PR #605, opened 2019-07-16
stbt.press_and_wait: Ignore pixel intensity differences <= 5

drothlis:
On the Apple TV, successive frames differ by up to 3 (out of 255) on almost every pixel, in a funky multicoloured moire pattern. Here's what it looks like after enhancing the levels (remember the actual differences are <= 3 so you can't see them with the naked eye):

small_diffs_enhanced

### DIFF
--- a/_stbt/transition.py
+++ b/_stbt/transition.py
@@ -246,10 +246,11 @@ def strict_diff(prev, frame, region, mask_image):
         _ddebug("found %s diffs above 20 (max %s) in %r", frame,
                 numpy.count_nonzero(big_diffs), maxdiff, out_region)
     elif maxdiff > 0:
-        small_diffs_count = numpy.count_nonzero(absdiff)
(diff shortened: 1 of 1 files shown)


drothlis:
This will have the same problem that `wait_for_motion` currently has: A slow fade-in or fade-out won't be detected.

With `press_and_wait`, detecting the start of the transition doesn't have a problem because we always check the frame just before the key-press, against the latest frame.
But once the animation has started, when checking for the animation to end we do compare successive frames against each other, so it could be affected by this slow-fade-out problem.

I don't know if this will actually be a problem with `press_and_wait`, as it's typically used for transitions between menu items, which are more rapid / obvious animations.

wmanley:
I wonder if this is caused by some sort of temporal dithering, perhaps in YUV to RGB conversion or vice-versa.

Merging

PROBLEM DETAILS:
All of the entries above need to be retyped exactly.

OUTPUT FOR THIS TASK:
PR #605, opened 2019-07-16
stbt.press_and_wait: Ignore pixel intensity differences <= 5

drothlis:
On the Apple TV, successive frames differ by up to 3 (out of 255) on almost every pixel, in a funky multicoloured moire pattern. Here's what it looks like after enhancing the levels (remember the actual differences are <= 3 so you can't see them with the naked eye):

small_diffs_enhanced

### DIFF
--- a/_stbt/transition.py
+++ b/_stbt/transition.py
@@ -246,10 +246,11 @@ def strict_diff(prev, frame, region, mask_image):
         _ddebug("found %s diffs above 20 (max %s) in %r", frame,
                 numpy.count_nonzero(big_diffs), maxdiff, out_region)
     elif maxdiff > 0:
-        small_diffs_count = numpy.count_nonzero(absdiff)
(diff shortened: 1 of 1 files shown)


drothlis:
This will have the same problem that `wait_for_motion` currently has: A slow fade-in or fade-out won't be detected.

With `press_and_wait`, detecting the start of the transition doesn't have a problem because we always check the frame just before the key-press, against the latest frame.
But once the animation has started, when checking for the animation to end we do compare successive frames against each other, so it could be affected by this slow-fade-out problem.

I don't know if this will actually be a problem with `press_and_wait`, as it's typically used for transitions between menu items, which are more rapid / obvious animations.

wmanley:
I wonder if this is caused by some sort of temporal dithering, perhaps in YUV to RGB conversion or vice-versa.

Merging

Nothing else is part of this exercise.